Mitten in der Diskussion – wir waren beinahe an dem Punkt, einen gemeinsamen Entschluss zu fassen – wurden wir von den Alten gerufen. Frühstück und dann Antreten zum Theaterspiel. Dass dies das letzte sein sollte, darin waren wir uns als Gruppe nun wenigstens einig.
Trotzdem schafften sie es, uns mit der als "Lehrstück" angekündigten Posse zu irritieren, denn da wurde unser fehlender Widerstand inszeniert, gespickt mit höhnischen Hinweisen auf verpasste Gelegenheiten. Wenigstens verbal hätten wir den Spieß oft umdrehen können. In einzelnen Nächten soll hier im Landhaus sogar die Möglichkeit bestanden haben, den Schlafraum zu verlassen, weil das Versperren der Tür nur vorgetäuscht gewesen sei. Dabei hatte es bestimmt keinen Abend gegeben, an dem nicht jemand versuchte, mit Draht den Bolzen vom Schloss zu bewegen.

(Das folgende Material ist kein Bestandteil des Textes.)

Issue #2090, opened 2023-04-06
The `margin` argument to satisfiesVelocityBounds() is reversed


AndyZe:
### Description

See https://github.com/ros-planning/moveit2/blob/4d3420cca312b51073d78df909293380fe73a2ff/moveit_core/robot_model/src/joint_model.cpp#L121

```
bool JointModel::satisfiesVelocityBounds(const double* values, const Bounds& other_bounds, double margin) const
{
  for (std::size_t i = 0; i < other_bounds.size(); ++i)
  {
    if (other_bounds[i].max_velocity_ + margin < values[i])
    {
      return false;
```

I think this should be:

```
bool JointModel::satisfiesVelocityBounds(const double* values, const Bounds& other_bounds, double margin) const
{
  for (std::size_t i = 0; i < other_bounds.size(); ++i)
  {
    if (other_bounds[i].max_velocity_ margin < values[i] + margin)
    {
      return false;
```

AndyZe:
OK, thanks. For the reference of others, the PR is #2097.

Issue #121, opened 2019-11-07
Port all package dependencies


henningkayser:
I've given you access to our forked package dependencies which are partially migrated but still need some fixup (see warnings and upstream PRs).
https://github.com/PickNikRobotics/geometric_shapes
https://github.com/PickNikRobotics/object_recognition_msgs
https://github.com/PickNikRobotics/octomap
https://github.com/PickNikRobotics/octomap_msgs
https://github.com/PickNikRobotics/srdfdom

@RoboticsYY Could you start fixing these up and filing new PRs? That would be really helpful.

RoboticsYY:
@henningkayser Thanks for giving me access! I have fixed up some warnings of moveit_core, I will continue to fix the warnings in these dependency packages as well.

RoboticsYY:
Submitted PRs to the upstream projects:

- [ ] object_recognition_msgs: [PR](https://github.com/wg-perception/object_recognition_msgs/pull/8)
- [ ] octomap_msgs: [PR](https://github.com/OctoMap/octomap_msgs/pull/13)

PR #2097, opened 2023-04-09
fix: issue #2090

SuyashSapkal:
Updated moveit_core/robot_model/src/joint_model.cpp at line #121

### Description

### Checklist


AndyZe:
Unfortunately the `margin` argument is used in lots of other places, too. So this PR will need to be bigger in scope. Before diving into the coding, is there a consensus that it is indeed backward?  @henningkayser  @tylerjw   @sjahr

tylerjw:
I'm confused about what the usefulness of this change is.

AndyZe:
Don't you think the margin should be subtracted from `max_velocity` instead of added to it? And also, is this margin actually used by anyone?

SuyashSapkal:
from the code below:

`bool JointModel::satisfiesVelocityBounds(const double* values, const Bounds& other_bounds, double margin) const
{
  for (std::size_t i = 0; i < other_bounds.size(); ++i)
  {
    if (other_bounds[i].max_velocity_ + margin < values[i])
    {
      return false;
    }
    else if (other_bounds[i].min_velocity_ - margin > values[i])
    {
      return false;
    }
  }
  return true;
}`

I am assuming the function should return `true` 
if `other_bounds[i].min_velocity_ - margin < values[i] < other_bounds[i].min_velocity_ + margin`.

Currently,
it's returning `false`.

Is that the issue?

moveit_core/robot_model/src/joint_model.cpp
```diff
@@ -118,7 +118,7 @@ bool JointModel::satisfiesVelocityBounds(const double* values, const Bounds& oth
 {
   for (std::size_t i = 0; i < other_bounds.size(); ++i)
   {
-    if (other_bounds[i].max_velocity_ + margin < values[i])
+    if (other_bounds[i].max_velocity_ < values[i] + margin)
```
henningkayser, line 121: I would prefer this version
```suggestion
    if (other_bounds[i].max_velocity_ - margin < values[i])
```

henningkayser (commented):
The reasoning makes sense to me, a safety margin should define a range "before" the limit and not an additional tolerance. Please fix the min_velocity case as well. Also, appropriate documentation of the result seems needed as well.

AndyZe:
@henningkayser what about removing this `margin` argument completely? It's used in lots of places throughout the codebase, not just here. I'm convinced it was a hack which allows small overshoots from time parameterization. Which we should not be having any longer.

moveit_core/robot_model/src/joint_model.cpp
SuyashSapkal: Hi @AndyZe and @henningkayser ,
let me know if I should go ahead with this change?
or 
wait and try to work on removing the `margin` argument completely?

AndyZe: It would be great if you could work on removing `margin` arguments completely. I would just do it in this same PR and we can rename the PR.

I expect there will be some CI failures when the change is made. (In fact, I tried it myself and saw the CI failures). But it will be good to see these issues get exposed.

AndyZe: @SuyashSapkal here is a list of all usage of `margin` I could find in the codebase. I found this with `grep -r margin`. It's a pretty big list, let me know if you're up for it.

[use_of_margin.txt](https://github.com/ros-planning/moveit2/files/11215979/use_of_margin.txt)

SuyashSapkal: ok will work on this and get back

henningkayser:
> @henningkayser what about removing this `margin` argument completely? It's used in lots of places throughout the codebase, not just here. I'm convinced it was a hack which allows small overshoots from time parameterization. Which we should not be having any longer.

we might certainly break some things by fixing the margin behavior. If you think the currently implemented use cases are hacks, I would agree with removing support for it.

SuyashSapkal:
Hi @AndyZe and @henningkayser ,

I did a quick search for `satisfiesVelocityBounds(` using find command in the whole repo and found it being present in the below files with their lines in which it is being used.

1. moveit_core/robot_model/include/moveit/robot_model/joint_model.h
	311:  bool satisfiesVelocityBounds(const double* values, double margin = 0.0) const
	313:    return satisfiesVelocityBounds(values, variable_bounds_, margin);
	317:  virtual bool satisfiesVelocityBounds(const double* values, const Bounds& other_bounds, double margin) const;
	
2. moveit_core/robot_model/src/joint_model.cpp
	117:bool JointModel::satisfiesVelocityBounds(const double* values, const Bounds& other_bounds, double margin) const
	
3. moveit_core/robot_state/include/moveit/robot_state/robot_state.h
	1552:    return satisfiesPositionBounds(joint, margin) && (!has_velocity_ || satisfiesVelocityBounds(joint, margin));
	1558:  bool satisfiesVelocityBounds(const JointModel* joint, double margin = 0.0) const
	1560:    return joint->satisfiesVelocityBounds(getJointVelocities(joint), margin);  

4. moveit_planners/pilz_industrial_motion_planner/src/joint_limits_aggregator.cpp
	187:  if (!joint_model->satisfiesVelocityBounds(&joint_limit.max_velocity))

I am assuming I need to make changes in all these lines for removing `margin` parameter.
Let me know what changes should I start making.

AndyZe:
Please remove it everywhere, not just `satisfiesVelocityBounds()`. Here's a list.

[use_of_margin.txt](https://github.com/ros-planning/moveit2/files/11226179/use_of_margin.txt)

SuyashSapkal:
I have made the changes as per the list given by you. Except for these 3 lines

<html xmlns:v="urn:schemas-microsoft-com:vml"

Dieses Stück stellte eine der gemeinsten Provokationen überhaupt dar! Abends versammelten wir uns am Dachboden, kochend vor Wut, und selbst wer jegliche Gewalt abgelehnt hatte, stimmte nun Kathis Vorschlag zu. Es war einfach die gelungene Synthese mehrerer Vergeltungsideen. Niemand dürfe zur Zielscheibe von Gewehrsalven werden, doch ganz wie es ihrem Reptiliencharakter entspräche, sollten diese ekelhaften Kaltblüter über den vergifteten Erdboden robben – bis sie außer Sichtweite auf dem Weg ins Estergebirge waren.
Zufrieden erörterten wir mit Holger das genaue Vorgehen, denn er war es, der den Schlüssel für den Dachboden von einem der zwei Schlüsselträger ergattern sollte. Endlich erfuhren wir auch, wo die Seniorenriege die Gewehre versteckte.

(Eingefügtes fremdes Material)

PR #2106, opened 2023-04-13
[Servo] Change variable names in `ServoCalcs` for improved readability

ibrahiminfinite:
### Description

This PR renames variables within `ServoCalcs` class to improve readability.

### Checklist

### DIFF
--- a/moveit_ros/moveit_servo/include/moveit_servo/servo_calcs.h
+++ b/moveit_ros/moveit_servo/include/moveit_servo/servo_calcs.h
@@ -199,7 +199,7 @@ protected:
    * @param previous_vel Eigen vector of previous velocities being updated
    * @return Returns false if there is a problem, true otherwise
    */
-  bool applyJointUpdate(const Eigen::ArrayXd& delta_theta, sensor_msgs::msg::JointState& joint_state);
+  bool applyJointUpdate(const Eigen::ArrayXd& delta_theta, sensor_msgs::msg::JointState& next_joint_state);
 
   /** \brief Gazebo simulations have very strict message timestamp requirements.
    * Satisfy Gazebo by stuffing multiple messages into one.
@@ -274,12 +274,12 @@ protected:
 
   moveit::core::RobotStatePtr current_state_;
 
-  // (mutex protected below)
-  // internal_joint_state_ is used in servo calculations. It shouldn't be relied on to be accurate.
-  // original_joint_state_ is the same as incoming_joint_state_ except it only contains the joints the servo node acts
-  // on.
-  // last_joint_state_ caches the previous `original_joint_state_`
-  sensor_msgs::msg::JointState internal_joint_state_, original_joint_state_, last_joint_state_;
+  // There variables are mutex protected
+  // previous_joint_state holds the state q(t - 1)
+  // current_joint_state holds the  state q(t)
+  // next_joint_state holds the computed state q(t + 1)
+
+  sensor_msgs::msg::JointState previous_joint_state_, current_joint_state_, next_joint_state_;
   std::map<std::string, std::size_t> joint_state_name_map_;
 
   // Smoothing algorithm (loads a plugin)
--- a/moveit_ros/moveit_servo/include/moveit_servo/servo_calcs.h
+++ b/moveit_ros/moveit_servo/include/moveit_servo/servo_calcs.h
@@ -132,9 +132,6 @@ protected:
   /** \brief Do servoing calculations for direct commands to a joint. */
   bool jointServoCalcs(const control_msgs::msg::JointJog& cmd, trajectory_msgs::msg::JointTrajectory& joint_trajectory);
 
-  /** \brief Parse the incoming joint msg for the joints of our MoveGroup */
-  void updateJoints();
-
   /**
    * Checks a JointJog msg for valid (non-NaN) velocities
    * @param cmd the desired joint servo command
--- a/moveit_ros/moveit_servo/include/moveit_servo/servo_calcs.h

Unser Plan war eigentlich überaus simpel: drei Uhr nachts Öffnen der Dachbodentür, Werner schleicht sich in den Schlafraum der Alten und schaltet möglichst lautlos die Wache aus, alle anderen folgen, holen die Gewehre aus den Verstecken und verteilen sich im Raum. Mit Gewehrkolben an der Schläfe die Alten aufwecken und unser Ultimatum stellen.


Kathi:

Hatte ich es nicht geahnt? Holger war nicht zu trauen! Während wir uns wie geplant in der nächsten Nacht von unseren Lagern erhoben, war er nirgends zu finden. Allerdings hatte er den Schlüssel innen stecken lassen. Als Werner in den Schlafsaal der Alten trat, waren sie weg!
Es schien auf der Hand zu liegen, dass es sich um eine Falle handelte. Nachdem jedoch etliche Stunden, ja ein ganzer Tag verstrichen war und die Alten nicht zurückkehrten, machte sich vorübergehend sogar Enttäuschung breit. Die Chance, es diesen sadistischen, habgierigen Wesen heimzuzahlen, war vertan!

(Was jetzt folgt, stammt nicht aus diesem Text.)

PR #2114, opened 2023-04-14
[Servo] Document the new low-pass filter param

AndyZe:
### Description

Add the new parameter to a launch file as a means of documentation

@ibrahiminfinite can you please review?

### DIFF
--- a/moveit_ros/moveit_servo/launch/servo_example.launch.py
+++ b/moveit_ros/moveit_servo/launch/servo_example.launch.py
@@ -143,10 +143,10 @@ def generate_launch_description():
         executable="servo_node_main",
         parameters=[
             servo_params,
+            low_pass_filter_coeff,
             moveit_config.robot_description,
             moveit_config.robot_description_semantic,
             moveit_config.robot_description_kinematics,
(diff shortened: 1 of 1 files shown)


moveit_ros/moveit_servo/launch/servo_example.launch.py
```diff
@@ -144,6 +146,7 @@ def generate_launch_description():
             moveit_config.robot_description,
             moveit_config.robot_description_semantic,
             moveit_config.robot_description_kinematics,
+            low_pass_filter_coeff,
```
ibrahiminfinite, line 149: How about we put this just after `servo_params` , feels easy to miss when looking through otherwise.

ibrahiminfinite (approved):

moveit_ros/moveit_servo/launch/servo_example.launch.py
AndyZe: good point, will do

ibrahiminfinite (approved):

sea-bass (approved):

Abishalini (approved):

PR #1190, opened 2025-11-12
Enhance dataflow stop procedure

Mivik:
## Description

See [the discussion](https://github.com/orgs/dora-rs/discussions/1171) for more details.

This PR implements the three-phase stop procedure described in the discussion. This significantly improves the current state where dataflows are often difficult to stop gracefully.

`process-wrap` crate is used to organize processes into groups (process group on Unix and JobObject on Windows). This ensures that all descendant processes are reliably terminated as soon as the root process is killed.

Additionally, a `force: bool` argument has been added to the stop command, enabling instant process termination. When a dataflow is launched via `dora start`, pressing Ctrl-C twice will now send a force stop request to the daemon, mirroring the behavior found in Docker.

## Backward compatibility

The `force` argument has been added to several message types, and `#[serde(default)]` is used to ensure backward compatibility with existing implementations.

### DIFF
--- a/binaries/cli/src/command/stop.rs
+++ b/binaries/cli/src/command/stop.rs
@@ -26,7 +26,12 @@ pub struct Stop {
     /// 1. Sends `Event::Stop` to all nodes of the dataflow.
     /// 2. After DURATION, performs a soft kill (sending SIGTERM, or Ctrl-Break on Windows).
     /// 3. If the dataflow is still running after DURATION * 0.5, terminates all its processes.
-    #[clap(long, value_name = "DURATION", group = "strategy", verbatim_doc_comment)]
+    #[clap(
+        long,
+        value_name = "DURATION",
+        group = "strategy",
+        verbatim_doc_comment
+    )]
     #[arg(value_parser = parse)]
     grace_duration: Option<Duration>,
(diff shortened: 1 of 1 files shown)


binaries/cli/src/command/stop.rs
```diff
@@ -19,9 +19,12 @@ pub struct Stop {
     #[clap(long)]
     name: Option<String>,
     /// Kill the dataflow if it doesn't stop after the given duration
-    #[clap(long, value_name = "DURATION")]
+    #[clap(long, value_name = "DURATION", group = "strategy")]
     #[arg(value_parser = parse)]
     grace_duration: Option<Duration>,
+    /// Force stop the dataflow
```
phil-opp: Could you add some details to the docs here? i.e. soft kill vs hard kill/SIGTERM vs SIGKILL/grace duration

phil-opp (approved):
Looks good to me overall!

Some additonal docs on the CLI force flag would be nice. As I understand it, the normal stop command would wait for the grace duration and then try a soft kill first before doing a hard kill of the whole process group. A force stop would kill the process group directly without waiting. Am I understanding this correctly?

phil-opp (approved):
Thank you!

Abseits des Waldwegs entdeckten Agathe und Stefan am nächsten Morgen eine zusammengekauerte Figur. Es war Holger, der sich wie ein sterbender Hund einen einsamen Platz fern von seinem Rudel gesucht hatte.
Die Gruppe beschloss, Holgers Leichnam würdevoll zu verbrennen, aber ich blieb während der Einäscherung im Haus und wollte diesen Mann in keiner Weise ehren, denn wie immer man die Dinge drehte und wendete, verraten hat er uns in jedem Fall.
Viele Stunden lang sahen die anderen schweigend dem langsamen Verschwinden der Körperstrukturen im Feuer zu, vielleicht auch im Glauben, die Teilnahme an diesem Vorgang werde ihnen helfen, sich von dem, was passiert ist, abzugrenzen.

Trotz meiner Bedenken zog es mich doch immer wieder zum Fenster hin. Von dort beobachtete ich meine Gruppe und die Verbrennung und überlegte, warum die Alten plötzlich freiwillig abgezogen sind. War Holgers Tod womöglich kein Zufall, und sollte ich doch hinausgehen, um sein Opfer zu würdigen?
Noch heute sehe ich mich das Saatgut, das Holger auf seiner Matratze hat liegen lassen, in meinen Händen wiegen. Ein Haufen kleiner Papiersäckchen mit handschriftlichen Anweisungen, wie und wann die Samen zu säen sind.